■ YOUR ASSIGNMENT
Within these entries, which lines include the string "VectorWarpUtils"? Copy each one.

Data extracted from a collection
──────
PR #297, opened 2022-02-24
Put vector.transfer_write distribution into a pattern.

matthias-springer:
Just a cleanup, since most other functionality is also a pattern.

### DIFF
--- a/lib/Dialects/VectorExt/Transform/VectorWarpUtils.cpp
+++ b/lib/Dialects/VectorExt/Transform/VectorWarpUtils.cpp
@@ -374,26 +374,29 @@ static bool hasSideEffect(Operation &op) {
 // TODO: Move to the op.
 static unsigned distributionRatio = 32;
──────
■ SOLUTION FOR THIS EXERCISE
--- a/lib/Dialects/VectorExt/Transform/VectorWarpUtils.cpp
+++ b/lib/Dialects/VectorExt/Transform/VectorWarpUtils.cpp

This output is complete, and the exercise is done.